Credit: Pontus Skoglund/Harvard Medical School
Native American origins have been a matter of contention for decades, says Theodore Schurr, an anthropological geneticist at the University of Pennsylvania who wasn’t involved in either study. Native Americans share ancestry but are genetically and culturally diverse, speaking hundreds of different languages. Seeds of that diversity germinated from the founding populations that moved across the Bering land bridge at the end of the last Ice Age, so the ancestral population must have been a complex mix of people, Schurr says. Skoglund and colleagues’ two-population argument that more than one group contributed to Native Americans’ genetic heritage is consistent with that view.

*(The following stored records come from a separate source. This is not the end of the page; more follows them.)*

Issue #14948, opened 2024-10-10
findOne method returns first document, even when the query value passed is "undefined" - can create privacy issues


Alef5750:
### Prerequisites

- [x] I have written a descriptive issue title
- [x] I have searched existing issues to ensure the performance issue has not already been reported

### Last performant version

8.7.0

### Slowed down in version

8.7.0

### Node.js version

20.17.0

### 🦥 Performance issue

When using the findOne() method, passing it a query value of undefined, like such:
`User.findOne(undefined)`
the response is the first document in the `User` collection.
This is unique to Mongoose, and different than `db.collection.findOne(undefined)` in regular MongoDB, which returns `null` in such a case.

**The problem: privacy issues. A hacker can pass 'undefined' and retrieve first user in the database which may have sensitive information.**

### Steps to Reproduce

1. Create a User collection in a mongoDB database.
2. add a users to the database with some fields (username, password, etc.)
3. in your server's controller, run a function `getUser`:`export const getUser = async (req: Request, res: Response) => {
  try {
    const user = await User.findOne(undefined);
    **console.log(user);**
    res.status(200).json(user);
  } catch (error) {
    res.status(500).json({ message: "Error fetching user", error });
  }
};`

### Expected Behavior

Notice what the console logs as "user" to be the first user in your database, (and not `null`)

IslandRhythms:
I believe this is expected behavior. This is not the first time this issue has been raised. If I'm not confusing this with something else, what happens under the hood is that it takes out the undefined in the search query and so what gets sent to mongo is `{}` which would return one document. Changing this could have some consequences on people's environment's so its something that will need to be considered.

vkarpov15:
This is currently expected behavior, and not unique to Mongoose. The following script shows that `findOne(undefined)` also returns the first document for with the MongoDB Node.js driver

```javascript
'use strict';

const mongoose = require('mongoose');

void async function main() {
  await mongoose.connect('mongodb://127.0.0.1:27017/mongoose_test');

  const Test = mongoose.model('Test', mongoose.Schema({ name: String }));
  await Test.findOneAndUpdate({ name: 'test' }, { name: 'test' }, { upsert: true });

  // The following all print the first document in the db
  console.log(await Test.findOne(undefined));
  console.log(await Test.findOne(null));
  console.log(await Test.collection.findOne(undefined));

  // Throws "MongoServerError: Expected field filterto be of type object"
  console.log(await Test.collection.findOne(null));
}();

```

[...]

PR #15019, opened 2024-11-05
fix(model+query): make `findOne(null)`, `find(null)`, etc. throw an error instead of returning first doc

vkarpov15:
Re: #14948

**Summary**

As we found out in #14948, `findOne(null)` throws an error with the MongoDB Node driver, but Mongoose treats it as `findOne({})`. I do think that making `findOne(null)` and `findOne(undefined)` throw an error is more correct (while still allowing `findOne({})` and `findOne()` to return the first doc), and I think this change is a step in the right direction, but I'm wondering if we should put this in a minor release 8.10, or hold off until 9.0?

**Examples**

### DIFF
--- a/lib/error/objectParameter.js
+++ b/lib/error/objectParameter.js
@@ -17,10 +17,9 @@ const MongooseError = require('./mongooseError');
  */
 
 class ObjectParameterError extends MongooseError {
-
   constructor(value, paramName, fnName) {
     super('Parameter "' + paramName + '" to ' + fnName +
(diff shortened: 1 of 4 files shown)


hasezoey (approved):
LGTM, i dont know how much impact this gonna have, so maybe move it to 9.0 as a breaking change?

AbdelrahmanHafez (approved):
LGTM, this looks like a breaking change to me, would ship at v9.0.

PR #15819, opened 2025-11-30
fix(model): fix overwriteImmutable not working with timestamps: true, add `overwriteImmutable` types re #15781

AbdelrahmanHafez:
- Adds types for `overwriteImmutable` re #15781 and https://github.com/Automattic/mongoose/pull/15782
- Fix bug where `overwriteImmutable` would only work on `createdAt` with  `timestamps: false`.

### DIFF
--- a/test/model.updateOne.test.js
+++ b/test/model.updateOne.test.js
@@ -2680,7 +2680,7 @@ describe('model: updateOne: ', function() {
     assert.equal(doc.age, 20);
   });
 
-  describe.only('bulkWrite overwriteImmutable option (gh-15781)', function() {
+  describe('bulkWrite overwriteImmutable option (gh-15781)', function() {
     it('updateOne can update immutable field with overwriteImmutable: true', async function() {
       // Arrange
       const { User } = createTestContext();


package.json
```diff
@@ -99,7 +99,7 @@
     "test-tsd": "node ./test/types/check-types-filename && tsd --full",
     "setup-test-encryption": "node scripts/setup-encryption-tests.js",
     "test-encryption": "mocha --exit ./test/encryption/*.test.js",
-    "tdd": "mocha ./test/*.test.js --inspect --watch --recursive --watch-files ./**/*.{js,ts}",
+    "tdd": "npx mocha ./test/*.test.js --inspect --watch --recursive --watch-files 'test/**/*.js' --watch-files 'lib/**/*.js'",
```
hasezoey: As copilot already pointed out, why is this change necessary?

AbdelrahmanHafez: I created the `tdd` script long time ago, but it's broken now. I'm guessing this is because of a change in the type-testing approach, IIRC we didn't start with `tsd` as our type testing tool.

Anyway, the new script fixes the errors from the old script. It's not really used as part of any automation so it's safe to change.

PR #15820, opened 2025-11-30
fix: allow timestamps and overwriteImmutable in TS and JS for 7.x

AbdelrahmanHafez:
## PR Summary

**Add TypeScript types and per-operation timestamps support for bulkWrite (gh-15782)**

- Added mongoose `AnyBulkWriteOperation` type with `timestamps`, `overwriteImmutable`, `setDefaultsOnInsert`, and `skipValidation` options
- Fix current solution requiring `timestamps: false` to be able to update timestamps with `overwriteImmutable`.
- Added JS and TS tests

### DIFF
--- a/test/model.updateOne.test.js
+++ b/test/model.updateOne.test.js
@@ -2788,46 +2788,47 @@ describe('model: updateOne: ', function() {
         assert.equal(updatesDocs[0].createdAt.valueOf(), createdAt.valueOf());
         assert.equal(updatesDocs[1].createdAt.valueOf(), createdAt.valueOf());
       });
-    }
 
-    it('can not update immutable fields without overwriteImmutable: true', async function() {
+      it(`can not update immutable fields without overwriteImmutable: true and timestamps: ${timestamps}`, async function() {
       // Arrange
-      const { User } = createTestContext();
-      const users = await User.create([
-        { name: 'Bob', ssn: '222-22-2222' },
-        { name: 'Eve', ssn: '333-33-3333' }
-      ]);
-      const newCreatedAt = new Date('2020-01-01');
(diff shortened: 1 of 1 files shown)


lib/helpers/model/castBulkWrite.js
```diff
@@ -190,7 +190,7 @@ module.exports = function castBulkWrite(originalModel, op, options) {
 
       // set `skipId`, otherwise we get "_id field cannot be changed"
       const doc = new model(op['replaceOne']['replacement'], strict, true);
-      if (model.schema.options.timestamps) {
+      if (model.schema.options.timestamps && getTimestampsOpt(op['replaceOne'], options)) {
```
vkarpov15: I'd really prefer to inline this so we don't have an extra function here, could just do `op['replaceOne'].timestamps ?? options.timestamps ?? true`

types/models.d.ts
```diff
@@ -142,6 +142,105 @@ declare module 'mongoose' {
 
   interface RemoveOptions extends SessionOption, Omit<mongodb.DeleteOptions, 'session'> {}
 
+  export type AnyBulkWriteOperation<TSchema = AnyObject> = {
+    insertOne: InsertOneModel<TSchema>;
```
vkarpov15: Can we reuse the MongoDB driver's `InsertOneModel` etc. types here? I'd rather not duplicate them because the types can then fall out of sync.

AbdelrahmanHafez:
@vkarpov15 The original solution required `timestamps: false` to work with updating timestamps. This PR also fixes that to make `overwriteImmutable` take effect on `createdAt` regardless of the `timestamps` option value. Also fixed in the PR that targets master #15819

PR #15829, opened 2025-12-01
refactor: remove custom toString from ValidatorError

maynkxx:
This PR addresses a TODO in 
lib/error/validator.js
 by removing the custom toString() method from the 
ValidatorError
 class.

Changes:

Removed the custom toString() method in 
lib/error/validator.js
 which was overriding the default Error.prototype.toString() behavior.
ValidatorError
 instances now inherit the standard toString() behavior, resulting in output like "ValidatorError: message" instead of just "message".
Updated unit tests in 
test/schema.validation.test.js
 to reflect this change in string representation.
Verification:

Ran npm run lint to ensure code style compliance.
Ran npx mocha test/schema.validation.test.js and npx mocha test/docs/validation.test.js to verify that all tests pass with the updated behavior.

### DIFF
--- a/lib/error/validator.js
+++ b/lib/error/validator.js
@@ -34,15 +34,6 @@ class ValidatorError extends MongooseError {
   }
 
   /**
-   * toString helper
-   * TODO remove? This defaults to `${this.name}: ${this.message}`
-   * @api private
-   */
-  toString() {
-    return this.message;
-  }
-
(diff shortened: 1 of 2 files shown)


vkarpov15:
There have been multiple PRs like this - please stop spamming AI slop or I will report you to GitHub.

Connie Mulligan, a molecular anthropologist at the University of Florida in Gainesville, sees it differently. Much of the variation among native peoples in the Americas may have arisen after they reached the Western Hemisphere, she says. Australians and Amazonians may randomly have developed the same genetic patterns through a process known as genetic drift, she says.
Once in the Americas, native people did go their own way. Data from Nielsen’s one-population team point to a genetic split between northern and southern Native Americans that happened about 13,000 years ago. That’s about the same time a culture known as Clovis began to dominate North America. Researchers have recently discovered that an ancient child known as Anzick-1 who was part of the Clovis culture is an ancestor to all Native Americans (SN: 3/22/14, p. 6).
This isn’t the first time a connection between Australia and the Americas has been proposed. Researchers had previously noticed that skulls of ancient Americans resembled those of native Australians and Melanesians. Some people thought a group called Paleoamericans originated in Asia and gave rise to both the earliest settlers of the Americas and to present-day native Australians and Melanesians. Paleoamericans were replaced by a wave of people crossing the Bering land bridge later.
Skoglund and colleagues conclude in Nature that more data, particularly from ancient DNA, is needed to address the question. In the Science one-population study, Nielsen and colleagues did just that; they examined DNA from 17 ancient people from Mexico, Chile and Argentina who had the characteristic Paleoamerican skull shape. Despite their skull shape, the ancient people didn’t genetically resemble Australians. Instead, they were clearly related to other Native Americans.
It’s clear that the genetic signal isn’t from ancient Australians migrating directly to South America, says Jennifer Raff, an anthropological geneticist at the University of Texas at Austin. She agrees that the pattern may represent a subgroup of people who lived along the Bering land bridge, a now underwater region known as Beringia, for thousands of years before crossing into the Americas. The two research groups’ findings can be reconciled, she says. Both papers are exciting because they give researchers hints about the first Americans.